### [Work order]
Find how many lines in the data below include the word "filter", then write only that number.

--- START ---

PR #53, opened 2024-02-29
add trajectory files from dynamic-auto-visionless

Awesomeplayer165:


Awesomeplayer165:
I have included an advantagescope layout json file for auto testing in sim if needed.

PR #55, opened 2024-03-01
Fix odo thread

Lewis-Seiden:


Awesomeplayer165 (approved):

src/main/java/frc/robot/subsystems/swerve/ModuleIOReal.java
```diff
@@ -210,7 +210,7 @@ public void updateInputs(ModuleIOInputs inputs) {
     var samples =
         PhoenixOdometryThread.getInstance()
             .samplesSince(lastUpdate, ImmutableSet.of(drivePosition, turnPosition));
-    if (!samples.isEmpty()) {
+    if (samples.stream().filter(s -> s != null).count() != 0) {
```
kevinclark, line 213: I don't think this filter should ever apply. The journal never has null values pushed.

src/main/java/frc/robot/subsystems/swerve/PhoenixOdometryThread.java
```diff
@@ -121,16 +121,19 @@ public void run() {
...
-        BaseStatusSignal.waitForAll(
-            2.0 / Module.ODOMETRY_FREQUENCY_HZ, signals.toArray(new BaseStatusSignal[0]));
-        journal.add(
-            new Samples(timestampFor(signals), Maps.asMap(signals, s -> s.getValueAsDouble())));
+        var status =
+            BaseStatusSignal.waitForAll(
+                2.0 / Module.ODOMETRY_FREQUENCY_HZ, signals.toArray(new BaseStatusSignal[0]));
+        writeLock.lock();
+        if (status.isOK()) {
+          journal.add(
```
kevinclark, line 132: You could add the lock/try/finally in here since it's the only line it applies to.

src/main/java/frc/robot/subsystems/swerve/SwerveSubsystem.java
```diff
@@ -367,9 +367,16 @@ public void periodic() {
...
+    for (int i = 0; i < modules.length; i++) {
+      Logger.recordOutput(
+          "Swerve/Updates Since Last " + i, modules[i].getOdometryTimestamps().length);
+    }
     double[] sampleTimestamps =
         modules[0].getOdometryTimestamps(); // All signals are sampled together
-    int sampleCount = sampleTimestamps.length;
+    int sampleCount =
+        Math.min(
+            Arrays.stream(modules).mapToInt(m -> m.getOdometryTimestamps().length).min().getAsInt(),
```
kevinclark, line 378: What guarantee is there that two modules with the same number of results have the same sampled times? Do they need to?

Lewis-Seiden: they should as long as neither is taking the earliest element in the queue, since they should both get the same earliest sample and only use the samples both have.

kevinclark: What code makes them only use samples in common?

Lewis-Seiden: the more i think it through the more edge cases that could break it i think of, ill just do it properly

src/main/java/frc/robot/subsystems/swerve/SwerveSubsystem.java
```diff
@@ -330,12 +329,13 @@ public void periodic() {
       camera.updateInputs();
       camera.processInputs();
     }
-    odometryLock.lock(); // Prevents odometry updates while reading data
+    var odometryReadLock = PhoenixOdometryThread.getInstance().getReadLock();
```
Lewis-Seiden, line 332: not sure how smelly this solution is, it is the lowest impact on the rest of the codebase though

src/main/java/frc/robot/subsystems/swerve/SwerveSubsystem.java
```diff
@@ -367,9 +368,18 @@ public void periodic() {
...
 
   private void updateOdometry() {
+    for (int i = 0; i < modules.length; i++) {
+      Logger.recordOutput(
+          "Swerve/Updates Since Last " + i, modules[i].getOdometryTimestamps().length);
+    }
     double[] sampleTimestamps =
         modules[0].getOdometryTimestamps(); // All signals are sampled together
-    int sampleCount = sampleTimestamps.length;
+    int sampleCount =
```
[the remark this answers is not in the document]
kevinclark: Sketch for this:

```
// might make more sense to filter the samples than the modules after the samples are applied, but for reference
var commonTimestamps = Arrays.stream(modules).reduce(Sets.newHashSet(), (set, module) -> {
  set.addAll(module.getOdometryTimestamps()); // might need to map this to a proper value?
  return set;
}

// then filter each module's results based on whether the timestamp is in common
```

kevinclark (changes requested):
Couple of correctness things.

src/main/java/frc/robot/subsystems/swerve/SwerveSubsystem.java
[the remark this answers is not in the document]
kevinclark: Alternative thought - we're now checking for waitForAll's result before adding a sample. If it returns 'ok' we should be getting a complete list every time, right?  Each module should be guaranteed to get the same set, the only edge case being the first loop if we have multiple registrations and read in the middle? How much does that first read matter? Could maybe mitigate that by not starting the thread until everything is registered (which I think was on construction?).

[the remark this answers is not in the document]
Lewis-Seiden: first read shouldnt matter, and the robot should be stationary then anyways

src/main/java/frc/robot/subsystems/swerve/PhoenixOdometryThread.java
```diff
@@ -116,28 +117,39 @@ public List<Samples> samplesSince(double timestamp, Set<StatusSignal<Double>> si
...
+          System.out.println("Odo thread error: " + status.toString());
+        }
       } finally {
         writeLock.unlock();
       }
     }
   }
 
-  private double timestampFor(Set<BaseStatusSignal> signals) {
+  private double timestampFor(Set<StatusSignal<Double>> signals) {
```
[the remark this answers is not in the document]
Lewis-Seiden: there was one place where we needed the specific type, and rather than make robust casting i decided to just change it to always use `StatusSignal<Double>` since thats all we use it for

PR #57, opened 2024-03-01
Odo update refactor

spellingcat:
this redoes the updateOdometry method to actually use the samples we're getting from the other thread, rather than what's passed through the inputs, hopefully makes setPose() actually work, and generally make things clearer.

seems to work in sim but will need to test on the bot once the odo thread is ready


src/main/java/frc/robot/subsystems/swerve/SwerveSubsystem.java
```diff
@@ -540,7 +539,8 @@ public ChassisSpeeds getRobotRelativeSpeeds() {
   /** Returns the current odometry pose. */
   @AutoLogOutput(key = "Odometry/Robot")
   public Pose2d getPose() {
-    return estimator.getEstimatedPosition();
+    // return estimator.getEstimatedPosition(); //Vision
+    return pose;
```
Lewis-Seiden, line 543: do we want this change?

Lewis-Seiden (changes requested):
make sure to merge latest main in, maybe even post-sfr-cleanup since thats going into main soon

src/main/java/frc/robot/subsystems/swerve/SwerveSubsystem.java
spellingcat: you would probably know that better than me

spellingcat:
looks like this worked on the robot today

PR #64, opened 2024-03-03
Static autos

Lewis-Seiden:


src/main/deploy/pathplanner/paths/Example Path.path
Awesomeplayer165, line 1: Is this necessary

Awesomeplayer165 (approved):
looks good so far

Lewis-Seiden:
autos likely need more tuning, but will hold off for now until we get to the field or have extra time

PR #489, opened 2024-04-29
FMU name should not be translated

tsubik:
As in the title.

PT: https://www.pivotaltracker.com/story/show/187500588


santostiago (approved):
It looks good!

PR #490, opened 2024-04-30
Feature/operator documents new notifications admin

tsubik:
Send notification to operator's responsible admins about new pending document ready for review.

PT: https://www.pivotaltracker.com/story/show/187126374

### DIFF
--- a/app/resources/concerns/operator_documentable.rb
+++ b/app/resources/concerns/operator_documentable.rb
@@ -48,6 +48,11 @@ module OperatorDocumentable
 
     def attachment=(attachment)
       @model.build_document_file(attachment: attachment)
+      # TODO: check if there is better workaround for this issue https://github.com/rails/rails/issues/49898
+      # flipping activerecord flag about commit on first saved instance does not work
+      # when using build_document_file probably because of autosaving - save is called twice and in after commit we lose saved_changes hash somehow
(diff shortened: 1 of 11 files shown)


app/resources/concerns/operator_documentable.rb
```diff
@@ -48,6 +48,11 @@ def attachment
 
     def attachment=(attachment)
       @model.build_document_file(attachment: attachment)
+      # TODO: check if there is better workaround for this issue https://github.com/rails/rails/issues/49898
```
santostiago, line 51: 😮

config/locales/fr.yml
```diff
@@ -383,7 +383,7 @@ fr:
       annexes: 'Annexes'
       operator_document_id: "ID de document de l'opérateur"
       with_deleted: 'Avec supprimé'
-      reason_label: "Raison de mettre le document comme “non applicable”"
+      reason_label: "Le document a été mis comme non applicable avec l'explication suivante"
```
santostiago, line 386: 😆

santostiago (approved):
👍

app/resources/concerns/operator_documentable.rb
tsubik: Yeah, using too many AR callbacks could be a real trap in Rails project. Many times callbacks didn't work as expected.

PR #491, opened 2024-05-17
bundle update

tsubik:


.rubocop.yml
```diff
@@ -55,3 +55,7 @@ Rails/HasManyOrHasOneDependent:
 Rails/HasAndBelongsToMany:
   Enabled: false
 
+# have a mixed feeling about this style
+Rails/WhereRange:
```
santostiago, line 59: it was recommended somewhere?
If the query is simple and just the `>=` it's fine. If it has more conditions it might complicate things. But it can be ignored when it does.

santostiago (approved):

PR #496, opened 2024-06-19
Chore/refactor user permissions

tsubik:
Quick change for user permissions to not have to update_permissions for every user after some code change (that could be forgotten).

We only use managed permissions for backoffice managers, that's why it's better to use static `role_permissions` and not something saved in the database. In the database we will only save permissions overwrites, so all users except bo_managers will for now on have permissions as `nil` in the database.


santostiago (approved):
Cool!

PR #497, opened 2024-06-20
Add data normalization

tsubik:
Add data normalization to prevent issues like this (https://www.pivotaltracker.com/story/show/186906441) in the future.


santostiago (approved):
👍

PR #498, opened 2024-06-21
Unset application ENV variables when running deploy commands

tsubik:
Env variables were leaked into frontend apps when deploying using dashboard "Deploy" buttons.

More info in this issue here: https://www.pivotaltracker.com/story/show/187836380


santostiago (approved):
I read the description, but I'm not sure I got the issue.
Anyway, it won't hurt.

PR #501, opened 2024-08-13
Feature/two levels of observation qc new model

tsubik:
Changing observation QC flow to include two QC levels (QC1, QC2) instead of just one.

- QC reviewers for observers should be selectable, for both levels (observer responsible_for_qc1, responsible_for_qc2)
- QC should be available in observation tool as well (changing API to make it possible)
- admin panel - only QC2 for now 
- new Quality Control model for better view for whole QC process (Quality control model done as polymorphic to allow the same qc process for operator document - not sure if that's a good way to go)
- QC can be done only by selected users (not even admin role to prevent wrong persons doing QC - too many users with admin roles)
- Removing batch actions for start qc and ready for publication (QC should always be done individually, not in batch)
- Removing extra actions "Needs revision", "Ready for publication". All QC actions should be done through QC form
- Adding new user_permissions specs (we need a way more specs there, but it is outside of scope of this PR)


santostiago (approved):
I'm approving it to unblock it. I'll review it properly later.

PR #505, opened 2024-09-18
remove logo from observer

tsubik:
PT: https://www.pivotaltracker.com/story/show/188251197


santostiago (approved):
The pivotal task title says to remove the logos, but the description seems to be like "check why it's not being displayed".

tsubik:
Forgot to change description we talked with Sophie and during the meeting
decided that it's not needed and used anywhere, so better to remove it.

PR #510, opened 2024-10-17
Chore/refactor

tsubik:
Couple simple refactors
- remove interactor gem, and move code to either the controller for one interactor, or the separate PORO model in case of the other one,
- remove valid_url gem as looks like it does not work, instead simple custom URL validator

--- END ---

### [Output of the task]
4